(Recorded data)
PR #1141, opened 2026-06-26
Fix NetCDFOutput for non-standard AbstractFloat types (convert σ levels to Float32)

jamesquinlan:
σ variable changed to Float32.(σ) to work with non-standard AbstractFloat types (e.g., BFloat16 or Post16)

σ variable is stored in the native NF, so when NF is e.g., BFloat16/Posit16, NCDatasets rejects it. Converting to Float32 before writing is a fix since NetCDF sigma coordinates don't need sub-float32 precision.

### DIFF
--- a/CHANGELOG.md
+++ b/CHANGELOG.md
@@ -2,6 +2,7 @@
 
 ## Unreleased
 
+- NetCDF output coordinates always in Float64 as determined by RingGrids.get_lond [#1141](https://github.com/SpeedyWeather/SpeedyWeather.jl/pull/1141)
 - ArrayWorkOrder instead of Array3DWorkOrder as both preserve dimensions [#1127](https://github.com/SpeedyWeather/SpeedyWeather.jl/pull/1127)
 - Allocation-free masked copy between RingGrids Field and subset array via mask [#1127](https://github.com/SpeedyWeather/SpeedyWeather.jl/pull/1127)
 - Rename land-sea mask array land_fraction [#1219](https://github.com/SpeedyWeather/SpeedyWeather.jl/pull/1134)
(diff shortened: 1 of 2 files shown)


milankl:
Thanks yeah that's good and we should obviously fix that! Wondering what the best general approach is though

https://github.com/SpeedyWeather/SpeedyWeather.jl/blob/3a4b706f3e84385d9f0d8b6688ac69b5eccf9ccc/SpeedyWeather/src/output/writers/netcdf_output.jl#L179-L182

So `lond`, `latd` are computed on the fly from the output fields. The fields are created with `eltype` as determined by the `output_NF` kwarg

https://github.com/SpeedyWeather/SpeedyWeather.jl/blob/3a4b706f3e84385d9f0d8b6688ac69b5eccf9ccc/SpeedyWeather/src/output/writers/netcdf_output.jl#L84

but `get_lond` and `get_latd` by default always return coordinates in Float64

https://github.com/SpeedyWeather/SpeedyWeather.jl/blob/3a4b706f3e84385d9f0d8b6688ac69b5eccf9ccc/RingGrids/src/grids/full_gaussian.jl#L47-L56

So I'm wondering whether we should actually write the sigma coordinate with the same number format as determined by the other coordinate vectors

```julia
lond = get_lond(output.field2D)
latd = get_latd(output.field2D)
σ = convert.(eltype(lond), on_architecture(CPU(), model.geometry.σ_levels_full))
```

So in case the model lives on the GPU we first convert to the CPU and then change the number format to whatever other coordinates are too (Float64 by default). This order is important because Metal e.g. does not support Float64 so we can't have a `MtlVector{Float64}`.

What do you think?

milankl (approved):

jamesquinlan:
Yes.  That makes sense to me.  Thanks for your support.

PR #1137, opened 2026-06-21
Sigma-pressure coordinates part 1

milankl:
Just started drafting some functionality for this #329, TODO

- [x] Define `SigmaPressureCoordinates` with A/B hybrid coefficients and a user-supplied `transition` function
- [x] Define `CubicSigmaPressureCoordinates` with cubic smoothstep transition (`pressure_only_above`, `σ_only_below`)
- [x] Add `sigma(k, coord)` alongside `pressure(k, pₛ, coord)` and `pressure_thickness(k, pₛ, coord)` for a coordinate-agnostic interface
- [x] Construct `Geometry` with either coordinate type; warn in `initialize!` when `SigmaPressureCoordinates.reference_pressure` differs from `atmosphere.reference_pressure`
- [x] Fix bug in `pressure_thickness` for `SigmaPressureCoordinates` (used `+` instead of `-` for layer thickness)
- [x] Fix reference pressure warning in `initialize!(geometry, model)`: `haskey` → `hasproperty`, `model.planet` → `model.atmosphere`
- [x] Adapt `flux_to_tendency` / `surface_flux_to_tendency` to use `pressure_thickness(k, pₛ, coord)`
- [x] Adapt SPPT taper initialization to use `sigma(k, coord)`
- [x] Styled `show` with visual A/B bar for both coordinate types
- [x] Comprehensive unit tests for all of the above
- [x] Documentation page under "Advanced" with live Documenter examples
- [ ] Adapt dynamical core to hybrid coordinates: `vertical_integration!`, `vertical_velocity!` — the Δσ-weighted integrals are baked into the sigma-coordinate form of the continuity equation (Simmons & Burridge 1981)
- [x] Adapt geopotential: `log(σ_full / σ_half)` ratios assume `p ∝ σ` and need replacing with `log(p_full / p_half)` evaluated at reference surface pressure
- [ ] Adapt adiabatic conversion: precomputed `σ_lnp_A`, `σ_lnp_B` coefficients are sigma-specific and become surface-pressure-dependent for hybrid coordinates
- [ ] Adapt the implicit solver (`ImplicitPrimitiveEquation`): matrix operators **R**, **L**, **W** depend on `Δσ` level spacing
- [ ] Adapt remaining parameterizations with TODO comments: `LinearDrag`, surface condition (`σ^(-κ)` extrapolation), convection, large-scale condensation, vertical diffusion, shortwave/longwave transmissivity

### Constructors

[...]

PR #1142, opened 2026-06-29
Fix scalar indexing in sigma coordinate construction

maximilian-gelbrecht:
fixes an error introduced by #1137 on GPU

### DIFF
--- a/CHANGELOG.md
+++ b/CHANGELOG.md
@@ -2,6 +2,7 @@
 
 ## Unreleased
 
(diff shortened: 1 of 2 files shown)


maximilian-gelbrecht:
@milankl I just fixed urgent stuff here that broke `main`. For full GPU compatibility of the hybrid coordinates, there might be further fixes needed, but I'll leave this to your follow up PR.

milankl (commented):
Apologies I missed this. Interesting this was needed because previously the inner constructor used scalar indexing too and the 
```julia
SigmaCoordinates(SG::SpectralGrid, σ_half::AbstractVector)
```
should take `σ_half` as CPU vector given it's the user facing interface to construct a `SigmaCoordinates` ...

* * *

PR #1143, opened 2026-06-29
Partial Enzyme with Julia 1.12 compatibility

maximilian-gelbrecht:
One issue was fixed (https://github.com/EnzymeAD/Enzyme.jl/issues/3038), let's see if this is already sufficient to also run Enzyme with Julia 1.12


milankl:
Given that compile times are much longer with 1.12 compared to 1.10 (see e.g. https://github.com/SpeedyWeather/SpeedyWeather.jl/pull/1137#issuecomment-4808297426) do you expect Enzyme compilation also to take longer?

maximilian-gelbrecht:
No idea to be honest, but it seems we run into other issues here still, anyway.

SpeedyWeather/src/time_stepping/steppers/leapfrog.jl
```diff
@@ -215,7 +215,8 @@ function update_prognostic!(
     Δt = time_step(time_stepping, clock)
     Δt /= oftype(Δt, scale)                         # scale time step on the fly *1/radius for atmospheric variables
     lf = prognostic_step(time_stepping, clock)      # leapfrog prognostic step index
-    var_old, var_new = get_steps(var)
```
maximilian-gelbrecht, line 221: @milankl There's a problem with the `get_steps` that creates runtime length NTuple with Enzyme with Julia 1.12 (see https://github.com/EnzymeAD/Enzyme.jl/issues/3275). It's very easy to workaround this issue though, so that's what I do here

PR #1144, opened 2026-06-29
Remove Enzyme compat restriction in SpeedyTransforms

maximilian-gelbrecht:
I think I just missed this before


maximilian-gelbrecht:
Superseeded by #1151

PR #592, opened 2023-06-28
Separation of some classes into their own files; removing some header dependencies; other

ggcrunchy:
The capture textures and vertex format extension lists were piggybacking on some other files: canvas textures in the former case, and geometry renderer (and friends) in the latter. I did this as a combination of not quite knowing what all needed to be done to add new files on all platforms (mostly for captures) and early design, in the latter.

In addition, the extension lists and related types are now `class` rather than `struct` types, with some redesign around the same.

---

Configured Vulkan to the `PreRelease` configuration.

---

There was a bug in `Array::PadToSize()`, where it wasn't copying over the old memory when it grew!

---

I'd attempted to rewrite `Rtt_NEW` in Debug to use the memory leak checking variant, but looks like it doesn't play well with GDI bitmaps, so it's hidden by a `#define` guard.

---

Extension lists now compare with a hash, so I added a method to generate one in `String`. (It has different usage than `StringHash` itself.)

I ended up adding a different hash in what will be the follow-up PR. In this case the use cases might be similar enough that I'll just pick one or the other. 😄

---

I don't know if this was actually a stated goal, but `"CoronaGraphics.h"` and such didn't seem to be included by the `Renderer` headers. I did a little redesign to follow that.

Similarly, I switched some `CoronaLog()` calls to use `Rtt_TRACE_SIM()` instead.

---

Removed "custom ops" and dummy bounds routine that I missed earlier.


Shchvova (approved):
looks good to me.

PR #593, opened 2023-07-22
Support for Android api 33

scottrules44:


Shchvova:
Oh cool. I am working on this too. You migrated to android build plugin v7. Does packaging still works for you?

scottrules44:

TASK DETAILS
Retype only the stretch of lines above starting at the one with "PR #1141, opened 2026-06-26" and stopping at the one with "σ variable changed", exactly as written, with both kept.

ANSWER FOR THE TASK
PR #1141, opened 2026-06-26
Fix NetCDFOutput for non-standard AbstractFloat types (convert σ levels to Float32)

jamesquinlan:
σ variable changed to Float32.(σ) to work with non-standard AbstractFloat types (e.g., BFloat16 or Post16)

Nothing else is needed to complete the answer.